总共会执行 $T$ 次节点本地计算，每 $\tau$ 次聚合一次，所以整个训练过程会聚合 $\frac{T}{\tau}$ （为了方便，只考虑其为整数）,

The rationale behind Algorithm 1 is that when $\tau=1$ , i.e., when we perform global aggregation after every local update step, the distributed gradient descent (ignoring communication aspects) is equivalent to the centralized gradient descent, where the latter assumes that all data samples are available at a centralized location and the global loss function and its gradient can be observed directly. This is due to the linearity of the gradient operator.

0x04 PROBLEM FORMULATION

The notion of “resources” here is generic and can include time, energy, monetary cost etc. related to both computation and communication.

Therefore, a natural question is how to make efficient use of a given amount of resources to minimize the loss function of model training.
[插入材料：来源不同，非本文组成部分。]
PR #839, opened 2017-09-23
imglab: add parts markers rapid fire

lorenzob:
Hi, it works like this. 

- Start imglab in "parts" mode. 
- Select a rectangle
- Now holding shift left click to add part markers, as many as you want. The counter will auto advance following the parts sequence
- use the context menu' as before to add parts and to reset the auto_add starting point right after that part

I think it's a huge improvement over the context menu. I'm not a c++ programmer so my code may need a good review.

What do you think?

### DIFF
--- a/dlib/gui_widgets/widgets.cpp
+++ b/dlib/gui_widgets/widgets.cpp
@@ -18,9 +18,6 @@ namespace dlib
 // ----------------------------------------------------------------------------------------
 // ----------------------------------------------------------------------------------------
 
-    // trz
-    int auto_part_num = 0;
-
     void toggle_button::
     set_size (
         unsigned long width,
@@ -6036,6 +6033,7 @@ namespace dlib
 
 // ----------------------------------------------------------------------------------------
 
+
     void image_display::
     on_part_add (
         const std::string& part_name
@@ -6062,14 +6060,16 @@ namespace dlib
         overlay_rects[selected_rect].parts[part_name] = c1;
         parent.invalidate_rectangle(rect); 
 
-        // trz
         // I do this here so that it advances when parts
         // are added from the context menu too
         // This also allows to restart the sequence from
         // a random point using the context menu
         int part_idx = std::distance(part_names.begin(), part_names.find(part_name));
-        //printf("part_idx: %d\n", part_idx);
-        auto_part_num = part_idx+1;
+        printf("part_idx: %d\n", part_idx);
+        if (part_idx < part_names.size())
+            auto_part_num = part_idx+1;
+        else
+            auto_part_num = 0;
 
         if (event_handler.is_set())
             event_handler();
@@ -6209,10 +6209,8 @@ namespace dlib
     {
         auto_mutex M(m);
 
-        // trz
         // reset it when we move to another image
         auto_part_num = 0;
-        //printf("reset_auto_part_num\n");
 
         overlay_rects.clear();
         overlay_lines.clear();
@@ -6510,14 +6508,12 @@ namespace dlib
     {
         scrollable_region::on_mouse_down(btn, state, x, y, is_double_click);
 
-        //trz
         /*
           Shift + click adds parts in sequence.
           I'm not sure if here is the best place to add this, but it looks like
           everything else is still working.
         */
         if (btn == base_window::LEFT && (state&base_window::SHIFT) && rect_is_selected) {
-            //printf("ADD PART\n");
 
             if (auto_part_num == part_names.size()) {
                 // I think it's safer to do nothing rather that to loop over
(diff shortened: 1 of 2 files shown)


dlib/gui_widgets/widgets.cpp
```diff
@@ -18,6 +18,9 @@ namespace dlib
 // ----------------------------------------------------------------------------------------
 // ----------------------------------------------------------------------------------------
 
+    // trz
+    int auto_part_num = 0;
```
davisking: Never ever use a global variable.  This should be a class member.

dlib/gui_widgets/widgets.cpp
```diff
@@ -6059,6 +6062,15 @@ namespace dlib
         overlay_rects[selected_rect].parts[part_name] = c1;
         parent.invalidate_rectangle(rect); 
 
+        // trz
+        // I do this here so that it advances when parts
+        // are added from the context menu too
+        // This also allows to restart the sequence from
+        // a random point using the context menu
+        int part_idx = std::distance(part_names.begin(), part_names.find(part_name));
```
davisking: This is wonky.  It would be clearer to save the string part name and use that to know what part is next.  Otherwise there are all kinds of problems, like what happens when parts are removed from the list and now the indexes don't make sense.

dlib/gui_widgets/widgets.cpp
```diff
@@ -6059,6 +6062,15 @@ namespace dlib
...
+        //printf("part_idx: %d\n", part_idx);
```
davisking: Don't leave commented out code

dlib/gui_widgets/widgets.cpp
```diff
@@ -6196,6 +6208,12 @@ namespace dlib
     )
     {
         auto_mutex M(m);
+
+        // trz
```
davisking: Don't put // trz, what does this tell the reader?

dlib/gui_widgets/widgets.cpp
```diff
@@ -6196,6 +6208,12 @@ namespace dlib
...
+        // reset it when we move to another image
+        auto_part_num = 0;
```
davisking: You need to reset the position in a lot of cases.  For instance, when someone clicks on a different rectangle in the same image.

dlib/gui_widgets/widgets.cpp
lorenzob: If they start to edit parts then everything is wonky. I didn't know it was possible, is it?

Saving the part name does not help as I may end up adding a removed part or I should check if the part is still there. And which is the part after the one that is no longer in the list?
Here I'm "iterating" over a list so I think it's clearer to use an index rather than an element and do a lookup to get back the index every time I need to move to the next. The semantic is that of an index, I wouldn't mask it to handle(?) some borderline cases.

What I can do is to reset the index to zero if the index is out of bounds. Or I could reset the index to zero every time the part list is modified.

But I cannot find the parts edit code, is there or maybe we are worrying about something that may never happen?

dlib/gui_widgets/widgets.cpp
lorenzob: I've added the reset on rectangle selection too. I'm not sure if there are any others, I couldn't find any by looking at the code and playing with the program.

dlib/gui_widgets/widgets.cpp
lorenzob: Fixed

dlib/gui_widgets/widgets.cpp
lorenzob: I've added the reset in the rectangle selection code. Are there any other cases? I couldn't find any after looking at the code and playing with the program.

dlib/gui_widgets/widgets.cpp
davisking: Yes, it is.  Not though imglab, but you have to look at the interface for the objects you are editing.  Those objects allow this, you can't just do things in some functions that will cause subsequent valid uses of the object to explode.  This is all the more important since dlib is a widely used library and who knows how many uses of these objects exist in other applications.

Yes, you have to check for everything that might happen.  Or to say it another way, you can never put the object into an invalid state.  Also, the entire API for all the objects in dlib is documented in great detail (see also http://dlib.net/howto_contribute.html#1).  These functions will say things like "Calling this function removes a part.".  It will never say something like "calling this function probably removes a part, or makes your program crash depending on how the users has been moving the mouse." because that would be a terrible contract for the function.  Anyway, my point is that you can read the documented interface for these objects to find out exactly what constitutes valid behavior and "valid vs. invalid state".  

As for the index, if the parts list changes then an integer index is meaningless.  Another thing to consider is that any time the parts list changes you should probably seek back to the start of the list.  In any case, an integer index is not inherently bad, but the code you have here is constantly dealing in the string names anyway.  You might as well skip the integer part and just use the string since the code would be simpler and detection of unexpected changes more durable.

davisking:
I just pushed a change that adds a version of this feature into the imglab tool.  Thanks for suggesting the idea :)

PR #841, opened 2017-09-25
Added an Eulerian Video Magnification example.

AronRubin:
Added an example that uses Eulerian Video Magnification in combination with dlib face tracking in-order to estimate the pulse rate of the face in the scene. It also highlights some areas for improvement in the dlib correlation tracker to provide a stable id for tracked objects.


davisking:
Thanks for the PR.

The example programs are supposed to be tutorials that teach how to use specific aspects of dlib.  This means they should essentially be essays that happen to be executable programs.  So a bunch of uncommented code doesn't fit that description, even if it does something cool.  A better thing to do is to create a new dlib class that encapsulates the important tool in this program and turn it into a documented and easily used tool.  Then you can use that tool in a short tutorial program that illustrates its use.  Also, please read the how to contribute guidelines for more detailed instructions:  http://dlib.net/howto_contribute.html

PR #845, opened 2017-09-27
cont layer: allow to set the number of filters at runtime

reunanen:
(implementation essentially copied from con layer)


davisking:
Thanks for another PR.  Don't forget to update the abstract.h file's documentation :)

reunanen:
Oops! Fixed.

davisking:
Sweet.  Thanks for the PR :)

PR #851, opened 2017-09-29
Fix warning

hwchiu:


tools/python/src/face_recognition.cpp
```diff
@@ -166,7 +166,6 @@ boost::python::list chinese_whispers_clustering(boost::python::list descriptors,
                 edges.push_back(sample_pair(i,j));
         }
     }
-    const auto num_clusters = chinese_whispers(edges, labels);
```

For the distributed gradient-descent based learning approach presented above, the question narrows down to determining the optimal values of $T$ and $\tau$ , so that $F(w)$ is minimized subject to a given resource constraint for this learning task.
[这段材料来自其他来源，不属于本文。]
PR #857, opened 2017-10-06
Use banded Cholesky factorization if possible

seanwarren:
Hello, I have been using dlib for nonlinear optimisation with large numbers of variables. This works nicely - thank you! However in this case, the Cholesky factorization of the Hessian dominates the computation time as it scales as O(n^3). 

If the Hessian has a banded structure then it is possible to compute the factorisation in O(n\*n\*b) where b is the bandwidth. Since b << n, this can provide a considerable performance boost (\~300x in my case where n\~1500 and b\~3). 

This PR adds code to detect such banded Hessians and, if detected, uses a specialised Cholesky factorization routine. This detection step obviously imposes a small cost for non-banded matrices, however it should be negligible compared to the subsequent factorisation.

### DIFF
--- a/dlib/matrix/lapack/pbtrf.h
+++ b/dlib/matrix/lapack/pbtrf.h
@@ -1,0 +1,178 @@
+// Copyright (C) 2010  Davis E. King (davis@dlib.net)
+// License: Boost Software License   See LICENSE.txt for the full license.
+#ifndef DLIB_LAPACk_BDC_Hh_
+#define DLIB_LAPACk_BDC_Hh_
+
+#include "fortran_id.h"
+#include "../matrix.h"
+namespace dlib
+{
+    namespace lapack
+    {
+        namespace binding
+        {
+            extern "C"
+            {
+                void DLIB_FORTRAN_ID(dpbtrf) (const char* uplo, const integer* n, const integer* kd,
+                                              double* ab, const integer* ldab, integer* info);
+
+                void DLIB_FORTRAN_ID(spbtrf) (const char* uplo, const integer* n, const integer* kd,
+                                              float* ab, const integer* ldab, integer* info);
+
+            }
+
+            inline integer pbtrf (const char uplo, const integer n, const integer kd,
+                                  double* ab, const integer ldab)
+            {
+                integer info = 0;
+                DLIB_FORTRAN_ID(dpbtrf)(&uplo, &n, &kd, ab, &ldab, &info);
+                return info;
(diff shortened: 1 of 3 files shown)


davisking:
Cool, thanks for the PR.  This seems like a good idea. This change disables LAPACK usage for banded matrices, which could be bad in some cases.  Especially for matrices that are only slightly banded.  Can you update the PR to call a banded chol in LAPACK when it's available?

davisking:
Oh and definitely add a unit test for this.

seanwarren:
I've added a banded chol from LAPACK and a unit test with a simple banded matrix.

dlib/matrix/lapack/pbtrf.h
```diff
@@ -0,0 +1,178 @@
...
+            >
+        int pbtrf (
+            char uplo, matrix<T,NR1,NC1,MM,row_major_layout>& ab
+        )
+        {
+            const long ldab = ab.nr();
+            const long n = ab.nc();
+            const long kd = ldab - 1; // assume fully packed 
+
+            matrix<T,NC1,NR1,MM,row_major_layout> abt = trans(ab);
```
davisking: Can't you avoid this transpose by setting uplo to the appropriate value?

dlib/test/matrix.cpp
```diff
@@ -23,8 +24,27 @@ namespace
...
     using namespace std;
 
+    dlib::rand rnd;
+
     logger dlog("test.matrix");
 
+    template <typename type>
+    const matrix<type> rand_sp_banded(long n, long bw)
+    {
+        matrix<type> m = 10 * identity_matrix<type>(n);
```
davisking: The tests look good.  Make sure to add one for column major layout as well so both code paths are covered though.

dlib/matrix/lapack/pbtrf.h
seanwarren: Unfortunately not; storing the matrix in packed form (as required for input) breaks it's transpositional symmetry.  I've modified the chol function to ensure that the packed matrix is stored in a column major layout in practice this code path won't be used.

dlib/test/matrix.cpp
seanwarren: I have now added a column major layout test.

davisking:
Sweet, looks good.  Thanks for the nice PR :)

seanwarren:
Great, thank you.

Formally, we define that each step of local update at all participating nodes consumes $c$ units of resource, and each step of global aggregation consumes $b$ units of resource,where $c≥0$ and $ b≥0$ are both real numbers.

For given $T$ and $\tau$ , the total amount of consumed resource is then $T(c+\frac{b}{\tau})$ . Let $R$ denote the total resource budget.
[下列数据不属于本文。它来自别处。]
PR #874, opened 2017-10-15
Add setter and getter for previous_loss_values_dump_amount

reunanen:
Wanted to increase `previous_loss_values_dump_amount` in my application.

### DIFF
--- a/dlib/dnn/trainer.h
+++ b/dlib/dnn/trainer.h
@@ -574,6 +574,20 @@ namespace dlib
             return test_one_step_calls;
         }
 
+        void set_previous_loss_values_dump_amount (
+            int amount
+        )
+        {
+            DLIB_CASSERT(amount > 0);
+            previous_loss_values_dump_amount = amount;
+        }
+
+        int get_previous_loss_values_dump_amount (
+        ) const
+        {
+            return previous_loss_values_dump_amount;
+        }
+
     private:
 
         void record_test_loss(double loss)
--- a/dlib/dnn/trainer_abstract.h
+++ b/dlib/dnn/trainer_abstract.h
@@ -730,6 +730,29 @@ namespace dlib
                     - returns 0
         !*/
 
+        void set_previous_loss_values_dump_amount (
+            int amount
+        );
+        /*!
+            requires
+                - amount > 0
+            ensures
+                - Whenever the training routine decides to shrink the learning rate, it drops some
+                  previous loss values so that steps_without_progress will decrease below
+                  iter_without_progress_thresh. The number of previous loss values to drop is
+                  the parameter given to this function.
+        !*/
+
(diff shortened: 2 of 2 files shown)


davisking:
Hmm, was it terminating too early?  I've done a whole lot of testing and the current settings seemed very stable.  Although you never know.  But maybe there is some other problem here.

reunanen:
> Hmm, was it terminating too early?

Yes. Once the learning rate dropped from the initial 0.1, it quickly dropped all the way to some 1e-6. Cranking the number up to 2000 appeared to fix the problem.

> But maybe there is some other problem here.

Could be. I was using quite small mini-batches (size 10 or so); maybe that has something to do with it.

davisking:
Huh.  And when you set it to 2000 there was further decrease in the loss eventually right?  It didn't basically just grind at the same loss?

reunanen:
Correct. I bet 2000 was overkill, though.

davisking:
Hmm.  Damn.  I was hoping to have that parameter set to a value that never needed to be fiddled with.  All the things I've tested so far have worked as expected with the default value.  Can you run your code a few times with different values and see what happens?  How far off from 400 is needed?  Is it really because of the mini-batch size?

reunanen:
Ok – I'll try to. It'll take me a while to run these experiments, though.

davisking:
Thanks.  I almost don't want to have this option if it doesn't work all the time.  It does make training a lot faster in some cases, but that's not so helpful if it can't be relied upon.

reunanen:
Based on quick tests, it does look like: the smaller the mini-batch size, the more prone the learning process is to this problem (given the default value 400).

Let's assume you used a mini-batch size of around 80 most of the time. So for you, 400 steps * 80 samples per mini-batch = 32k samples. So, how about:

`previous_loss_values_dump_amount` = 32000 / mini-batch size

Just a random thought, really...

davisking:
Yeah, let me think about it.  We want to know the answer to "how many to keep so that the probability of false alarm stays below X?".  I'll see if I can figure out the right answer to that.  Maybe it's divide by N or sqrt(N) or something more complex.

davisking:
I just pushed a change that hopefully fixes this and removes the need for a user settable variable.  Can you pull the code and see if it fixes your issue?

reunanen:
> I just pushed a change that hopefully fixes this and removes the need for a user settable variable.  Can you pull the code and see if it fixes your issue?

Thanks, I'll try it at some point.

reunanen:
Looks like your fix is doing essentially the same thing as my application code, i.e. increasing the dump-amount relative to iterations-without-progress-threshold.

davisking:
Yep, seems to give good results in my testing.  Thanks for reporting this issue.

Further, the resource consumptions $c$ and $b$ can be time-varying in practice which makes the problem

even more challenging than (6) alone.

目标问题：

$\mathop{min}\limits_{\tau,T} F(w(T)) \tag{6}\\ s.t. T(c+\frac{b}{\tau}) \leq R$

0x05 CONVERGENCE ANALYSIS

A.Definitions

为了找出 $F(w(T))-F(w^*)$ 的上界，先引入一写定义：

$K=\frac{T}{\tau}$ ,表示整个训练过程有 $K$ 个间隔（interval）

$[k]\mathop{=}\limits^{def}[(k-1)\tau,k\tau]$ ，表示一个间隔

$v_{[k]}(t)$ :在区间 $k$ 的辅助参数向量

表示中心化梯度下降的，对集中式的梯度下降是研究比较多的，也是分布式梯度下降的性能天花板。

$v_{[k]}(t)=v_{[k]}(t-1)-\eta\nabla F(v_{[k]}(t-1)) \tag{7}$

此时的损失函数 $F(\cdot)$ 能够访问任何样本（解释了下图，为何 $F(v)$ 下降快）

观察上图：

在 $\tau$ 的整数倍(分割线处)，就会进行全局聚合，即 $\widetilde{w}_i((k-1)\tau)=w((k-1)\tau)$
在间隔界限上， $v_{[k]}((k-1)\tau)=w((k-1)\tau)$

这个图可以理解成为上帝视角，所以才能观测出连续的全局损失变化。

为了获得算法1的收敛界限需要分两步走：

获得每个间距 $[k]$ 的 $w(k\tau)$ 与 $v_{[k]}(k\tau)$ 的差距
将这个差距和 $v_{[k]}(t)$ 的收敛速度相结合，获得 $w(t)$ 的收敛速度

$v_{[k]}(t)$ 是集中式的梯度下降，收敛速度较容易获得，再加之某个时间段的积累差距，以此来估计 $w(t)$ 的速度

Lemma 1: $F(w)$ is convex, $\rho$ -Lipschitz, and $\beta$ -smooth.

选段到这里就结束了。